Data below:
PR #1118, opened 2020-07-14
Separate API operations into modules

nlordell:
This PR just splits the `Pricegraph` `impl` blocks into multiple submodules. The ultimate plan is to lift `Orderbook` methods into the `Pricegraph` type (for computing transitive orderbooks and price estimates) so that the `Orderbook` type only contains primitives for manipulating the orderbook graph while the `Pricegraph` type actually computes things by combining these primitives.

Exercise description: For this exercise, repeat the data above exactly.

Output of the exercise:
PR #1118, opened 2020-07-14
Separate API operations into modules

nlordell:
This PR just splits the `Pricegraph` `impl` blocks into multiple submodules. The ultimate plan is to lift `Orderbook` methods into the `Pricegraph` type (for computing transitive orderbooks and price estimates) so that the `Orderbook` type only contains primitives for manipulating the orderbook graph while the `Pricegraph` type actually computes things by combining these primitives.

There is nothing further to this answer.